• **Your instructions**:
Find the word "SnakemakeInspection" in the listing below. Copy every line that has it.

• **Provided data**:
PR #381, opened 2021-07-12
features/#361-containerized-keyword-support

KrGolovin:
Also adding some tests


KrGolovin:
containerized

src/main/kotlin/com/jetbrains/snakecharm/lang/SnakemakeNames.kt
```diff
@@ -53,6 +54,7 @@ object SnakemakeNames {
     const val SECTION_RUN = "run"
     const val SECTION_CACHE = "cache" // >= 5.12.0
     const val SECTION_CONTAINER = "container"
+    const val SECTION_CONTAINERIZED = "containerized"
```
iromeo, line 57: could you please add a comment in which version the feature was introduced, like for SECTION_CACHER, etc sections here.

src/main/kotlin/com/jetbrains/snakecharm/codeInsight/SnakemakeAPI.kt
```diff
@@ -152,7 +155,8 @@ object SnakemakeAPI {
             SECTION_WRAPPER,
             SECTION_VERSION, SECTION_THREADS,
             SECTION_PRIORITY, SECTION_SINGULARITY, SECTION_CACHE,
-            SECTION_CONTAINER, SECTION_NOTEBOOK, SECTION_ENVMODULES
+            SECTION_CONTAINER, SECTION_CONTAINERIZED, SECTION_NOTEBOOK,
```
iromeo, line 158: Have you checked it on runtime? Is it true, or just an assumption?

KrGolovin: judging by the documentation, containerized has absolutely the same behavior as the container

iromeo: Thx, I've also checked the runtime behaviour and agree with you.

src/main/kotlin/com/jetbrains/snakecharm/lang/SnakemakeNames.kt
KrGolovin: https://github.com/JetBrains-Research/snakecharm/pull/381/commits/f0cbee9bad59cc1aa09c2d78a052ecb2880ba48f

Issue #384, opened 2021-07-13
Some inspections works for rule sections, but not for workflow top-level sections


iromeo:
E.g. not inspection warnings:

* Only one argument is allowed for 'containerized' section. 
* Section 'containerized' does not support keyword arguments 
for 
```
containerized: "docker://continuumio/miniconda3:4.4.10", "ffff", foo="ddd"

rule all:
   input: ""
```

Affected inspections: SmkSectionUnexpectedKeywordArgsInspection, SmkSectionMultipleArgsInspection

dakochik:
Fixed:

![top-level inspections](https://user-images.githubusercontent.com/55440084/126610006-178ac7d5-1dcb-4547-b1e8-2765f00615db.gif)

PR #391, opened 2021-07-22
Features/#384 inspections are enabled for workflows

dakochik:
Issue #384 is resolved


src/main/kotlin/com/jetbrains/snakecharm/inspections/SmkSectionUnexpectedKeywordArgsInspection.kt
```diff
@@ -27,6 +28,12 @@ class SmkSectionUnexpectedKeywordArgsInspection : SnakemakeInspection() {
             }
         }
 
+        override fun visitSmkWorkflowArgsSection(st: SmkWorkflowArgsSection) {
+            if (st.sectionKeyword in SECTIONS_WHERE_KEYWORD_ARGS_PROHIBITED) {
```
iromeo, line 32: You check workflow top-level section name in list of rule/checkpoint section names. Here should be 2 different lists, one for rule/checkpoint set, the other for workflow top level sections. E.g. for 'container' we have SnakemakeNames.WORKFLOW_CONTAINER_KEYWORD and SnakemakeNames.CONTAINER_KEYWORD.

src/main/kotlin/com/jetbrains/snakecharm/inspections/SmkSectionMultipleArgsInspection.kt
```diff
@@ -25,6 +26,13 @@ class SmkSectionMultipleArgsInspection : SnakemakeInspection() {
             }
         }
 
+        override fun visitSmkWorkflowArgsSection(st: SmkWorkflowArgsSection) {
+            val name = st.sectionKeyword
+            if (name != null && name in SINGLE_ARGUMENT_SECTIONS_KEYWORDS) {
```
iromeo, line 31: Same comment as in SmkSectionUnexpectedKeywordArgsInspection

iromeo (changes requested):
Workflow and rule/checkpoint names should be decoupled + please fix also `SmkSyntaxErrorAnnotator` to highlight as error:
```
wildcard_constraints:
    foo = ".*",
    foo = ".*"
```

dakochik:
fixed: highlighting for SmkSyntaxErrorAnnotator
refactored: separate sections for workflows keywords are created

• **Answer section**:
@@ -27,6 +28,12 @@ class SmkSectionUnexpectedKeywordArgsInspection : SnakemakeInspection() {
@@ -25,6 +26,13 @@ class SmkSectionMultipleArgsInspection : SnakemakeInspection() {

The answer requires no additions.